Les bandits tentèrent bien de venir rançonner la foule innombrable des voyageurs. Mais, le dragon, d’un jet de flammes, roussit leurs moustaches qu’ils déguerpirent dans un autre pays.
Pour plaire à chacun, le petit train arrivait jusqu’au bout de la jetée du port de la Nouvelle ; là, fut aménagé un plongeoir si haut qu’il tutoyait les nues et sur lequel les quatre chevaux de l’ancienne diligence devinrent les héros. Le cocher et le gardien du phare, ouvrirent même une guinguette, où devant un plat de sardines grillées, l’on se désaltérait de vin clairet pour valser jusqu’à l’étourdissement.
Mais l’époque connut bientôt ces premières automobiles, qui prirent dans leurs sièges en cuir les bourgeois de la contrée. Pour le reste, il fallut égaler les puissants pour aller à la plage. Alors s’enfourna-t-on dans des autocars poussifs, qui pétaradèrent en sillonnant les Corbières, effrayant les moutons, les rainettes et aussi les champignons.
Et se fermèrent les gares, les unes après les autres. Ensuite plus aucun voyageur ne prit le petit train, sauf des barriques de vin aigrelet à l’adresse des caboulots de la plage, pour les baigneurs qui n’étaient pas du coin.
Le petit train des Corbières fut un jour condamné à la ferraille.
Or, lorsqu'on vint pour le dépecer, il avait disparu corps et bien et le dragon à trois têtes aussi. L'histoire de ce petit train s'arrêta-là et on ôta les rails pour les céder au poids à des ferrailleurs. La vie moderne s'était installée dans la région et ça pétaradait du tonnerre de Dieu sur les routes des Corbières.
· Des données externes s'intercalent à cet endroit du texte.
PR #1199, opened 2018-11-28
Refactor: Removed grace time from solid entry points generation

hmoog:
# Description

This PR removes the grace time from the solid entry points generation. It was added in the past to work around the back referencing transaction issue. Since the issue can not be solved by just keeping the solid entry points alive for a little longer time and needs to be addressed separately (we will use cuckoo filters for this later on), it can and should be removed.

Especially in scenarios where we have a lot of TPS and a side tangle (like it happened today) it can slow the snapshot generation noticable and disrupt the operation of the node.

Note: This PR also changes the info message when the sendqueue is full to being a debug message because it can otherwise spam the CLI output making it very hard to debug problems and see important messages of the console output.

## Type of change

# Checklist:

### DIFF
--- a/src/main/java/com/iota/iri/network/TCPNeighbor.java
+++ b/src/main/java/com/iota/iri/network/TCPNeighbor.java
@@ -14,12 +14,12 @@ import java.util.concurrent.TimeUnit;
 /**
  * Created by paul on 4/15/17.
  */
- 
+
  /**
- * This class Extends {@link Neighbor} base class with TCP specific functionality. 
+ * This class Extends {@link Neighbor} base class with TCP specific functionality.
  * It keeps reference of Source and Sink while maintaining a sendQueue for keeping
- * outgoing requests. 
- * 
+ * outgoing requests.
+ *
  */
 public class TCPNeighbor extends Neighbor {
     private static final Logger log = LoggerFactory.getLogger(Neighbor.class);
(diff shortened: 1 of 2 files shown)


src/main/java/com/iota/iri/network/TCPNeighbor.java
```diff
@@ -93,7 +93,7 @@ public void send(DatagramPacket packet) {
         synchronized (sendQueue) {
             if (sendQueue.remainingCapacity() == 0) {
                 sendQueue.poll();
-                log.info("Sendqueue full...dropped 1 tx");
+                log.debug("Sendqueue full...dropped 1 tx");
```
GalRogozinski: I found this info statement very useful while trying to peer nodes and noticing right away that there is a problem.
I agree it is very annoying the way it can flood the console.

Maybe use the `IntervalLogger`?

GalRogozinski:
>Since the issue can not be solved by just keeping the solid entry points alive for a little longer time and needs to be addressed separately (we will use cuckoo filters for this later on), it can and should be removed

Mais en vérité, la nuit précédant sa mort, le petit train partit pour un ultime voyage. A cette heure-ci, les gens dormaient sur leurs deux oreilles et nul n'aperçut le dragon le conduisant. Rendu au bout de la jetée de la plage du port de La Nouvelle, il ne s'arrêta pas et d'un majestueux saut, aidé par le Cers, il plongea dans la Méditerranée. Le gardien du phare perçut bien un plouf monumental dans les flots. Mais c'était une nuit sans lune ni étoile, il mit cela sur le compte d'un poisson géant, comme les bateaux en ramenaient dans leurs filets une fois par siècle.
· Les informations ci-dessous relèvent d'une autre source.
PR #1203, opened 2018-11-29
Fixed #541: Will add configuration parameter for remote trusted api hosts

### LINKED ISSUE #541: add trusted host config field
Hello everyone

it could be nice have a new config field to pass a trusted host for remote api

For example:
--remote-api-trusted mynode.iota.org

legacycode:
# Description

Will add remote trusted api hosts with following configuration parameter. You can specify an ip or dns address in a comma separated string:

`--remote --remote-trusted-api-hosts 10.0.0.1,www.iota.org`

Default, if parameter is not provided: [localhost/127.0.0.1]

Fixes #541 

## Type of change

# How Has This Been Tested?

## First test:

1. Start iri with following parameter: `--testnet -p 14265 --remote`
2. Visit api url from another host ip address
3. Create a post request with body `{"command": "addNeighbors", "uris": ["udp://8.8.8.8:14265", "udp://8.8.8.5:14265"]}` and send it

Expected result: 401 Unauthorized
```
{
"error": "COMMAND addNeighbors is not available on this node",
"duration": 16
}
```

## Second test:

1. Start iri with following parameter: `--testnet -p 14265 --remote --remote-trusted-api-hosts 10.0.0.10`
2. Replace `10.0.0.10` with your client hosts ip address
3. Visit api url from another host ip address
4. Create a post request with body `{"command": "addNeighbors", "uris": ["udp://8.8.8.8:14265", "udp://8.8.8.5:14265"]}` and send it

Expected result: 200 OK
```
{
"addedNeighbors": 2,
"duration": 20
}

```
# Checklist:


src/main/java/com/iota/iri/IRI.java
```diff
@@ -109,6 +109,9 @@ private static void configureLogging() {
         public static void main(String [] args) throws Exception {
             IotaConfig config = createConfiguration(args);
             log.info("Welcome to {} {}", config.isTestnet() ? TESTNET_NAME : MAINNET_NAME, VERSION);
+            config.getRemoteTrustedApiHosts().forEach(h->{
```
legacycode: I added the logging output to be sure the hosts are parsed correctly.

GalRogozinski:
Thanks,
All non local snapshot PRs will be handled and merged after Christmas.

src/main/java/com/iota/iri/conf/BaseIotaConfig.java
```diff
@@ -695,6 +721,8 @@ protected void setPowThreads(int powThreads) {
         int API_PORT = 14265;
         String API_HOST = "localhost";
         List<String> REMOTE_LIMIT_API = IotaUtils.createImmutableList("addNeighbors", "getNeighbors", "removeNeighbors", "attachToTangle", "interruptAttachingToTangle");
+        InetAddress REMOTE_LIMIT_API_DEFAULT_HOST = InetAddress.getLoopbackAddress();
+        List<InetAddress> REMOTE_LIMIT_API_HOSTS = Arrays.asList(REMOTE_LIMIT_API_DEFAULT_HOST);
```
GalRogozinski: Use `IotaUtils.createImmutableList()` please

This is a change request

src/main/java/com/iota/iri/conf/converters/InetAddressConverter.java
```diff
@@ -0,0 +1,28 @@
...
+    @Override
+    public InetAddress convert(String address) {
+        try {
+            return InetAddress.getByName(address.trim());
+           } catch (UnknownHostException e) {
+            log.error("Invalid value ({}) for paramater: {}", address.trim(), e.getMessage());
+        }
+        return null;
+    }
+}
```
GalRogozinski: Hmm,

When you use JCommander without setters you will need this class.
Why not just put `InetAddress.getByName(address.trim())` in the setter?
This is just more boiler plate code... So please remove :-)

You can also rethrow the `UnknowHostException` as a `ParameterException`.
If the user enters a bad value it was probably by mistake and it is best for IRI not to start to give the user the opportunity to correct his mistake.

By the way the reason we are using setter is because in the future I think that most configs should have some validation/conversion and it nicer to do in the setter then in an external class. Of course this is my opinion and you can disagree with me on that...

src/test/java/com/iota/iri/conf/ConfigTest.java
```diff
@@ -199,6 +212,13 @@ public void testIniParsingMainnet() throws Exception {
         Assert.assertEquals("PORT", 17000, iotaConfig.getPort());
         Assert.assertEquals("NEIGHBORS", Arrays.asList("udp://neighbor1", "neighbor", "tcp://neighbor2"),
                 iotaConfig.getNeighbors());
+
+        List<InetAddress> expectedTrustedApiHosts = new ArrayList<>();
+        expectedTrustedApiHosts.add(InetAddress.getByName("192.168.0.55"));
+        expectedTrustedApiHosts.add(InetAddress.getByName("10.0.0.10"));
+        expectedTrustedApiHosts.add(BaseIotaConfig.Defaults.REMOTE_LIMIT_API_DEFAULT_HOST);
+        Assert.assertEquals("REMOTE_TRUSTED_API_HOSTS", expectedTrustedApiHosts, iotaConfig.getRemoteTrustedApiHosts());
+
```
GalRogozinski: :+1: For adding unit tests :-)

I think you can maybe create the list in one line with `IotaUtils` or `Arrays.asList()`.
However, if you think your way is neater then you don't have to change :-)

GalRogozinski:
@legacycode 
You have a conflict so I can't merge

src/main/java/com/iota/iri/conf/BaseIotaConfig.java
```diff
@@ -162,6 +167,27 @@ protected void setRemoteLimitApi(String remoteLimitApi) {
...
+
+    @JsonProperty
+    @Parameter(names = {"--remote-trusted-api-hosts"}, description = APIConfig.Descriptions.REMOTE_TRUSTED_API_HOSTS)
+    public void setRemoteTrustedApiHosts(String remoteTrustedApiHosts) {
+        InetAddressConverter converter = new InetAddressConverter();
+        List<String> addresses = IotaUtils.splitStringToImmutableList(remoteTrustedApiHosts, SPLIT_STRING_TO_LIST_REGEX);
+        List<InetAddress> inetAddresses = new ArrayList<>();
+        for (String address : addresses) {
+            inetAddresses.add(converter.convert(address));
+        }
```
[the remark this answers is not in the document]
legacycode: Good idea, done.

src/main/java/com/iota/iri/conf/BaseIotaConfig.java
legacycode: Good idea, done.

src/main/java/com/iota/iri/conf/converters/InetAddressConverter.java
GalRogozinski: > In my opinion BaseIotaConfig.java should only be an entity class and validation and conversion logic should be moved into JCommander converters and validators.

I don't feel like it is such a pain. It is fine to add logic in setters. You can also gain re-usability with private methods.
You can claim that the `BaseIotaConfig` class is getting very big so it may be better to do it your way (and you have a good point). I don't see it as much of a priority to be honest or a big issue.

>  also would like to drop/move the support of Jackson configuration file and migrate to JCommander configuration files provided by the @syntax

I agree that if we can drop a dependency then it is a good idea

En vérité, le petit train fait la joie des poissons et des sirènes tout autour de la Méditerranée. Sur sa locomotive toujours rutilante, crachant des flammes comme au bon vieux temps, le dragon à trois têtes est toujours fidèle à son poste.
Si vous passez par Port-la-Nouvelle, tendez l'oreille de votre coeur juste dessous le phare, la nuit lorsque les rêves croisent les étoiles, vous l'entendrez comme je l'ai entendu.